» Aim of the task
Each record must be retyped word for word.

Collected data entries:
PR #2763, opened 2026-04-28
chore: remove air index requirement from rvr pure execution

gdmlcjs:
Previously rvr execution had to use `executor_idx_to_air_idx` information in order to construct `ExtensionRegistry`. This was a problem for pure execution which didn't need air indices so the interface diverged between rvr and aot/interpreted. Now for rvr pure execution, dummy index values of `NO_CHIP` are used instead to keep the interface consistent.

towards INT-7611

### DIFF
--- a/crates/vm/src/arch/vm.rs
+++ b/crates/vm/src/arch/vm.rs
@@ -466,6 +466,9 @@ where
         // Pure execution does not consult air indices, so we hand the extension
         // registry a placeholder filled with `NO_CHIP` sentinels sized to cover
         // every executor.
+        // TODO: Drop this placeholder by making `RvrExtensionCtx` take an
+        // `Option<Vec<usize>>` (or be generic over a trait/value) so pure
+        // execution can avoid passing `executor_idx_to_air_idx` altogether.
         let executor_idx_to_air_idx = vec![NO_CHIP as usize; self.inventory.executors.len()];
         let extensions = self.build_rvr_extensions(&executor_idx_to_air_idx);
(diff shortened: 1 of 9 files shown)


crates/vm/src/arch/vm.rs
```diff
@@ -466,12 +462,12 @@ where
...
-        &self,
-        exe: &VmExe<F>,
-        executor_idx_to_air_idx: &[usize],
-    ) -> Result<RvrPureInstance<F>, StaticProgramError> {
-        let extensions = self.build_rvr_extensions(executor_idx_to_air_idx);
+    pub fn rvr_instance(&self, exe: &VmExe<F>) -> Result<RvrPureInstance<F>, StaticProgramError> {
+        // Pure execution does not consult air indices, so we hand the extension
+        // registry a placeholder filled with `NO_CHIP` sentinels sized to cover
+        // every executor.
+        let executor_idx_to_air_idx = vec![NO_CHIP as usize; self.inventory.executors.len()];
```
shuklaayush, line 472: can you a todo somewhere to remove this hack and make `RvrExtensionCtx` either take `Option` or be generic on some trait/value so we can avoid passing `executor_idx_to_air_idx` altogether

shuklaayush (approved):
approved but please a todo so we can track this is a hacky workaround

crates/vm/src/arch/vm.rs
gdmlcjs: Yes, added the TODO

» Solved problem
PR #2763, opened 2026-04-28
chore: remove air index requirement from rvr pure execution

gdmlcjs:
Previously rvr execution had to use `executor_idx_to_air_idx` information in order to construct `ExtensionRegistry`. This was a problem for pure execution which didn't need air indices so the interface diverged between rvr and aot/interpreted. Now for rvr pure execution, dummy index values of `NO_CHIP` are used instead to keep the interface consistent.

towards INT-7611

### DIFF
--- a/crates/vm/src/arch/vm.rs
+++ b/crates/vm/src/arch/vm.rs
@@ -466,6 +466,9 @@ where
         // Pure execution does not consult air indices, so we hand the extension
         // registry a placeholder filled with `NO_CHIP` sentinels sized to cover
         // every executor.
+        // TODO: Drop this placeholder by making `RvrExtensionCtx` take an
+        // `Option<Vec<usize>>` (or be generic over a trait/value) so pure
+        // execution can avoid passing `executor_idx_to_air_idx` altogether.
         let executor_idx_to_air_idx = vec![NO_CHIP as usize; self.inventory.executors.len()];
         let extensions = self.build_rvr_extensions(&executor_idx_to_air_idx);
(diff shortened: 1 of 9 files shown)


crates/vm/src/arch/vm.rs
```diff
@@ -466,12 +462,12 @@ where
...
-        &self,
-        exe: &VmExe<F>,
-        executor_idx_to_air_idx: &[usize],
-    ) -> Result<RvrPureInstance<F>, StaticProgramError> {
-        let extensions = self.build_rvr_extensions(executor_idx_to_air_idx);
+    pub fn rvr_instance(&self, exe: &VmExe<F>) -> Result<RvrPureInstance<F>, StaticProgramError> {
+        // Pure execution does not consult air indices, so we hand the extension
+        // registry a placeholder filled with `NO_CHIP` sentinels sized to cover
+        // every executor.
+        let executor_idx_to_air_idx = vec![NO_CHIP as usize; self.inventory.executors.len()];
```
shuklaayush, line 472: can you a todo somewhere to remove this hack and make `RvrExtensionCtx` either take `Option` or be generic on some trait/value so we can avoid passing `executor_idx_to_air_idx` altogether

shuklaayush (approved):
approved but please a todo so we can track this is a hacky workaround

crates/vm/src/arch/vm.rs
gdmlcjs: Yes, added the TODO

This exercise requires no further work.